I'm actually kind of in the same boat, I'd like to get back into tegus but I've got about the same kind of schedule. I think the feeding tank thing is a pretty big part of the bonding experience since the connection to being handled is made to the acquisition of food. So my question is, does feeding have to be done in the morning, or can it be done in the afternoon, perhaps a snack waiting for when he wakes up and his real meal around 6PM?


----------



## h00blah (Sep 17, 2009)

THANK YOU

ok so im feelin a little more optimistic now, i was told that a timer would decrease the lifespan of my MVB? is that true?

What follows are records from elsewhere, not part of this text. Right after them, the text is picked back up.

PR #639, opened 2023-05-01
Add support for POP tokens to MSAL Java and MSAL Java Brokers

Avery-Dunn:
Adds POP token support by introducing a new AuthScheme parameter than can be set in supported flows, and calling the relevant interop API to set up the required auth parameters to request POP tokens.

The interop changes in this PR https://github.com/AzureAD/microsoft-authentication-library-for-cpp/pull/3514 need to be released before any of these changes will work outside of a dev environment.


msal4j-brokers/src/main/java/com/microsoft/aad/msal4jbrokers/MsalRuntimeBroker.java
```diff
@@ -125,6 +131,13 @@ public CompletableFuture<IAuthenticationResult> acquireToken(PublicClientApplica
 
             authParameters.setUsernamePassword(parameters.username(), new String(parameters.password()));
 
+            //If POP auth scheme configured, set parameters to get MSALRuntime to return POP tokens
```
siddhijain, line 137: These lines of code can be moved to a method to prevent duplication.

msal4j-sdk/src/main/java/com/microsoft/aad/msal4j/AuthScheme.java
```diff
@@ -0,0 +1,65 @@
+package com.microsoft.aad.msal4j;
+
+import java.net.URI;
+
+//TODO: javadocs explaining this class, link to documentation page
+public class AuthScheme {
```
bgavrilMS: Is it necessary to expose a the "Auth Scheme" concept? The only API we need is 

`WithProofOfPosession(Uri uri, HttpMethod m, string nonce)`

bgavrilMS: Internally you can use this concept, but MSAL APIs do not expose it. 

The spec is here - https://identitydivision.visualstudio.com/DevEx/_git/AuthLibrariesApiReview?path=/PoPTokensProtocol/PoP_API_In_MSAL.md&version=GBdev&anchor=key-case-sensitivity

You should also implement a helper named `IsProofOfPosessionSupportedByClient`

msal4j-sdk/src/main/java/com/microsoft/aad/msal4j/AuthScheme.java
```diff
@@ -0,0 +1,65 @@
...
+
+    String httpMethod;
+    URI uri;
+    String nonce;
+    SchemeType type;
+
+    public enum SchemeType {
+        POP
```
bgavrilMS: Code smell - 1 element enum. This class isn't actually extensible to other protcols. Bearer scheme does not require HttpMethod / Uri etc.

msal4j-sdk/src/main/java/com/microsoft/aad/msal4j/UserNamePasswordParameters.java
```diff
@@ -58,6 +58,13 @@ public class UserNamePasswordParameters implements IAcquireTokenParameters {
      */
     private String tenant;
 
+    /**
+     * Sets the auth scheme for this request.
+     *
+     * For more information about auth schemes, see {@link AuthScheme} and (TODO: link to documentation page)
+     */
+    private AuthScheme authScheme;
+
```
bgavrilMS, line 68: There are no tests in this PR. 
The API Review spec has acceptance tests - you should automate as many as possible - https://identitydivision.visualstudio.com/DevEx/_git/AuthLibrariesApiReview?path=/PoPTokensProtocol/PoP_API_In_MSAL.md&version=GBdev&_a=preview


If PR is not ready for review, consider marking it as draft.

bgavrilMS (changes requested):
Not as per spec. 
No tests.

msal4j-brokers/src/main/java/com/microsoft/aad/msal4jbrokers/MsalRuntimeBroker.java
```diff
@@ -3,15 +3,7 @@
 
 package com.microsoft.aad.msal4jbrokers;
```
bgavrilMS, line 5: Note that msal_runtime authResult will return an unsigned token. This is the correct way to get the token. @MSamWils - I think this is an msal_runtime bug.

https://github.com/AzureAD/microsoft-authentication-library-for-dotnet/blob/9e4bf560970fb5be9a72b83b3a446ce49c545576/src/client/Microsoft.Identity.Client/Platforms/Features/RuntimeBroker/WamAdapters.cs#L325

msal4j-sdk/src/main/java/com/microsoft/aad/msal4j/AuthScheme.java
Avery-Dunn: Removed in the latest commit

msal4j-sdk/src/main/java/com/microsoft/aad/msal4j/AuthScheme.java
Avery-Dunn: Originally I just followed the design in [Python's PR](https://github.com/AzureAD/microsoft-authentication-library-for-python/pull/511), since it also introduced the concepts of PoP tokens, auth schemes, etc., and that seemed to just have `AuthScheme` as the parameter instead of `WithProofOfPosession` so I figured that was just the minimal design we should aim for too.

I agree it should be more consistent with the design doc though, so in the latest commit the relevant flows have a parameter named `proofOfPossession` (our parameters don't start with 'with'), this `AuthScheme` class was renamed to PopParameters (since we'd only have the one scheme anyway) and it's package-private.

msal4j-sdk/src/main/java/com/microsoft/aad/msal4j/InteractiveRequestParameters.java
```diff
@@ -130,4 +125,23 @@ public static InteractiveRequestParametersBuilder builder(URI redirectUri) {
...
+    public static class InteractiveRequestParametersBuilder {
+
+        /**
+         * Sets the PopParameters for this request, allowing the request to retrieve proof-of-possession tokens rather than bearer tokens
+         *
+         * For more information, see {@link PopParameters} and https://aka.ms/msal4j-pop
+         *
+         * @param httpMethod a valid HTTP method, such as "GET" or "POST"
+         * @param uri URI to associate with the token
+         * @param nonce optional nonce value for the token, can be empty or null
```
bgavrilMS:
```suggestion
         * @param nonce a string obtained by calling the resource (e.g. Microsoft Graph) un-authenticated and parsing the WWW-Authenticate header associated with pop authentication scheme and extracting the nonce parameter, or, on subsequent calls, by parsing the Autheticate-Info header and extracting the nextnonce parameter.
```

msal4j-sdk/src/main/java/com/microsoft/aad/msal4j/InteractiveRequestParameters.java
```diff
@@ -130,4 +125,23 @@ public static InteractiveRequestParametersBuilder builder(URI redirectUri) {
...
+    //This Builder class is used to override Lombok's default setter behavior for any fields defined in it
+    public static class InteractiveRequestParametersBuilder {
+
+        /**
+         * Sets the PopParameters for this request, allowing the request to retrieve proof-of-possession tokens rather than bearer tokens
+         *
+         * For more information, see {@link PopParameters} and https://aka.ms/msal4j-pop
+         *
+         * @param httpMethod a valid HTTP method, such as "GET" or "POST"
+         * @param uri URI to associate with the token
```
bgavrilMS:
```suggestion
         * @param uri the URI on the downstream protected API which the application is trying to access, e.g. https://graph.microsoft.com/beta/me/profile
```

msal4j-sdk/src/main/java/com/microsoft/aad/msal4j/InteractiveRequestParameters.java
```diff
@@ -130,4 +125,23 @@ public static InteractiveRequestParametersBuilder builder(URI redirectUri) {
...
+
+    //This Builder class is used to override Lombok's default setter behavior for any fields defined in it
+    public static class InteractiveRequestParametersBuilder {
+
+        /**
+         * Sets the PopParameters for this request, allowing the request to retrieve proof-of-possession tokens rather than bearer tokens
+         *
+         * For more information, see {@link PopParameters} and https://aka.ms/msal4j-pop
+         *
+         * @param httpMethod a valid HTTP method, such as "GET" or "POST"
```
bgavrilMS, line 142: Is there an enum you can use instead? Maybe https://docs.oracle.com/javame/8.0/api/httpclient/api/com/oracle/httpclient/HttpMethod.html ?

I'm thinking that if you accept a string here, you'll have to validate it.

Avery-Dunn: I have no idea if this is a realistic scenario, but is there any reason to restrict this to just the common HTTP headers (like get and post) and not allow app developers to pass in custom HTTP headers?

I just tested MSALRuntime's `SetPopParams` API with an HTTP header of "ABCD" and it gave me back a brand new access token without issue. No idea if this token could actually be used to access something via an "ABCD" header, but it seems like MSALRuntime considered it to be valid input.

bgavrilMS: Ack.

Note that this isn't an HTTP header, it's an HTTP method. The variability for methods is much smaller, but the spec does indeed say that new methods can be defined https://www.rfc-editor.org/rfc/rfc7231#section-4.3

siddhijain: It is a great find. Even when a new method can be defined, I think we should just restrict it to the common values as this is what we support for now. Having httpMethod of type HttpMethod rather than String is very common in Java. I will incline towards making it accept HttpMethod too.

Avery-Dunn: When I said "custom HTTP headers" I meant "custom HTTP methods", but yeah I assume the use cases of that are pretty small. 

In the latest commit the parameter now takes in a value from our existing HTTPMethod enum rather than an arbitrary string.

msal4j-brokers/src/main/java/com/microsoft/aad/msal4jbrokers/MsalRuntimeBroker.java
Avery-Dunn: After trying a couple options it seems cleaner to handle this in the interop package rather than this package. 

Basically, if this is some MSALRuntime-specific behavior then the interop should deal with it, and the msal4j-brokers package should just expect a valid result based on the parameters it sends to the interop. I'll take care of this in a PR over in the CPP repo.

msal4j-sdk/src/main/java/com/microsoft/aad/msal4j/UserNamePasswordParameters.java
Avery-Dunn: As of the latest commit most of the acceptance tests in that design doc are now implemented (the Mac/Linux tests are missing, as our pipelines only run in Windows environments anyway)

msal4j-brokers/src/test/java/test/ProofOfPossessionTest.java
```diff
@@ -0,0 +1,192 @@
...
+        IAuthenticationResult result = acquirePoPTokenUsernamePassword(pca, user, Collections.singleton(GRAPH_DEFAULT_SCOPE));
+    }
+
+    @Test
+    public void acquirePopToken_BrowserAndBroker() throws Exception {
+        User user = labUserProvider.getDefaultUser();
+
+        seleniumDriver = SeleniumExtensions.createDefaultWebDriver();
+
+        //First, get a non-PoP (bearer) token through a browser
```
bgavrilMS, line 62: Why not use non-WAM Username/Password? UI testing is brittle, should be avoided as much as possible.

msal4j-sdk/src/main/java/com/microsoft/aad/msal4j/AuthenticationResult.java
```diff
@@ -90,4 +90,6 @@ private ITenantProfile getTenantProfile() {
     private final Date expiresOnDate = new Date(expiresOn * 1000);
 
     private final String scopes;
+
+    private final Boolean isPopAuthorization;
```
bgavrilMS, line 95: Is this used?

msal4j-sdk/src/main/java/com/microsoft/aad/msal4j/IAuthenticationResult.java
```diff
@@ -44,4 +44,9 @@ public interface IAuthenticationResult extends Serializable {
      * @return access token expiration date
      */
     java.util.Date expiresOnDate();
+
+    /**
+     * @return whether this is a proof-of-possession token
+     */
+    Boolean isPopAuthorization();
```
bgavrilMS: 1. Adding a member to an interface is a breaking change (since you'll break ppl using this interface). Can you use default methods instead? 

Alternative: deprecate the interface and just the data object AuthenticationResult, since data objects don't need to be put behind interfaces...

2. .NET uses "string TokenType" instead to differentiate "Bearer", "pop" and potentially others (SSH-cert is the other one).

msal4j-sdk/src/main/java/com/microsoft/aad/msal4j/IBroker.java
```diff
@@ -44,24 +44,29 @@ default void removeAccount(PublicClientApplication application, IAccount account
...
+        AuthenticationResult.AuthenticationResultBuilder builder = AuthenticationResult.builder();
 
         try {
             if (idToken != null) {
                 builder.idToken(idToken);
-                if (accountId!= null) {
+                if (accountId != null) {
                     String idTokenJson =
                             JWTParser.parse(idToken).getParsedParts()[1].decodeToString();
                     //TODO: need to figure out if 'policy' field is relevant for brokers
```
bgavrilMS: No TODO in public code please. I guess the answer to this is no, but please open GH issues for tracking for TODOs that persist.

msal4j-sdk/src/main/java/com/microsoft/aad/msal4j/PublicClientApplication.java
```diff
@@ -216,4 +216,61 @@ protected Builder self() {
...
+        }
+
+        return brokerEnabled;
+    }
+
+    /**
+     * Used to determine whether to call into an IBroker instance instead of standard MSAL Java's normal username/password flow,
+     * and may throw exceptions or log messages if broker-only parameters are used when a broker is not enabled/available
+     */
+    private boolean validateBrokerUsage(UserNamePasswordParameters parameters) {
```
bgavrilMS, line 242: On top of this, the spec states to have an API like "IsPoPSupportedByClient" so that clients can have logic like 

- does RP support POP and does client support POP?

I suppose that `IsBrokerSupported` is public API and it can be used for the same?

msal4j-brokers/src/test/java/test/ProofOfPossessionTest.java
```diff
@@ -0,0 +1,192 @@
...
+import java.util.Collections;
+import java.util.Set;
+import java.util.UUID;
+import java.util.concurrent.ExecutionException;
+
+@Test()
+public class ProofOfPossessionTest {
+    private final static String MICROSOFT_AUTHORITY_ORGANIZATIONS =
+            "https://login.microsoftonline.com/organizations/";
+    private final static String GRAPH_DEFAULT_SCOPE = "https://graph.windows.net/.default";
```
bgavrilMS: Generally better to use "User.Read" scope from Graph, as it's quite harmless, as opposed to ".default" which gives access to "everything"

msal4j-brokers/src/test/java/test/ProofOfPossessionTest.java
```diff
@@ -0,0 +1,192 @@
...
+        User user = labUserProvider.getDefaultUser();
+
+        PublicClientApplication pca = createPublicClientApp(user);
+
+        //Setting UserNamePasswordParameters.proofOfPossession without enabling the broker should result in an exception when trying to get a token
+        IAuthenticationResult result = acquirePoPTokenUsernamePassword(pca, user, Collections.singleton(GRAPH_DEFAULT_SCOPE));
+    }
+
+    @Test
+    public void acquirePopToken_BrowserAndBroker() throws Exception {
```
bgavrilMS, line 57: This is a great test.

bgavrilMS, line 57: I would maybe also add a test where you get a Bearer token from WAM and a POP token from WAM.

MSAL should not cache either on its side.

bgavrilMS (approved):
Some comments, nothing blocking.

Would also like to double check that we have a test that checks: 

- get tokens using non-WAM (ROPC) and store AT and RT in cache
- get tokens using WAM silently. the AT and RT are NOT used at all. We should never fallback to non-WAM tokens in WAM flows.

msal4j-sdk/src/main/java/com/microsoft/aad/msal4j/AuthenticationResult.java
Avery-Dunn: Yes, it can be set when creating the AuthenticationResult in the IBroker file: https://github.com/AzureAD/microsoft-authentication-library-for-java/blob/8363f81cfd942e269758e9af1e2c2c1c53fca275/msal4j-sdk/src/main/java/com/microsoft/aad/msal4j/IBroker.java#LL83C20-L83C20

(the field here is 'private', but we use a dependency called Lombok to generate the getters/setters and other boilerplate code for these fields)

msal4j-brokers/src/test/java/test/ProofOfPossessionTest.java
Avery-Dunn: Changed in the latest commit.

msal4j-sdk/src/main/java/com/microsoft/aad/msal4j/PublicClientApplication.java
Avery-Dunn: Yes, there is an 'isBrokerAvailable' API that essentially just answers the question "could the MSALRuntime startup API be called successfully". 

Unless there is some scenario where POP isn't supported but MSALRuntime works, then for MSAL Java at least an `isBrokerSupported` API and an `isPoPSupported` API would always return the same thing.

msal4j-sdk/src/main/java/com/microsoft/aad/msal4j/IBroker.java
Avery-Dunn: Good catch, this was a leftover from the initial development. Removed in the latest commit.

msal4j-sdk/src/main/java/com/microsoft/aad/msal4j/IAuthenticationResult.java
Avery-Dunn: Good point about it being a breaking change. We've made a couple additive changes to these sorts of interfaces over the years but it's definitely a risk.

For the this beta release I simply got rid of this new field, and we can discuss more about deprecating interfaces and following best practices.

when u say i can leave food in there, as a baby should the main staple be ground turket, some eggs, and an attempt of a couple berries all on a plate in the morning? then when i get home, move to a feeding bin and feed again?

can someone breakdown HOW i can go about feeding the tegu since im not home much? in november is when i want to get a tegu, at the expo thats coming up, but i dont want to get it if i dont have time for it. i already did a looot of research, and the main detail that sticks out to me is "they require a lot of time and attention", and i would LOVE to do this

i appreciate the help so far, its GREAT advice, just need a few more questions answered. THANKS for responding


----------



## mikecrowder23 (Sep 17, 2009)

I work from 10-12 hours a day and also have a 2 year old that takes up a bunch of time. With my little fella i just handle him an hour or two every night and as much as possible when i'm home on the weekend. He's doing very well and is becoming more and more friendly. Your schedule is definetly doable.


----------



## h00blah (Sep 17, 2009)

thank you guys VERY much!!

in november, i plan to get my tegu then =D

ONE more thing!! wut size enclosure should i start him out with? i have a friend who actually builds custom enclosures, and i also want to kno wut the NEXT size is gonna be? so i can store it for when i need it


----------



## TanMan57 (Sep 17, 2009)

Well you can go as big a you want it will just be harder to clean. But i suggest if you want to start with a smaller cage no less than a 20 gal for a baby but bigger is always better for a tegu enclosure


----------



## mikecrowder23 (Sep 17, 2009)

To start with i wouldn't go less than a 40 and that's not going to last but a couple of months. That's what mine is in and he's 3 1/2 months old and already 2 ft. long so i am finishing his full size enclosure. These guys can grow at incredible rates so i would go ahead and get the full size enclosure and just divide half of it off because it will be much easier to clean as tanman said but also much harder to get the little fella out.


----------



## h00blah (Sep 17, 2009)

thanks guys!

but im still curious

i mean i HAVE a 40 gallon already, but i want to kno wut the NEXT step is. i woudnt mind starting with this 40g bc it looks nice, its in perfect condition, and i already have humidity and temps regulated (i kept a bp in there a looong time ago before i switched to tubs)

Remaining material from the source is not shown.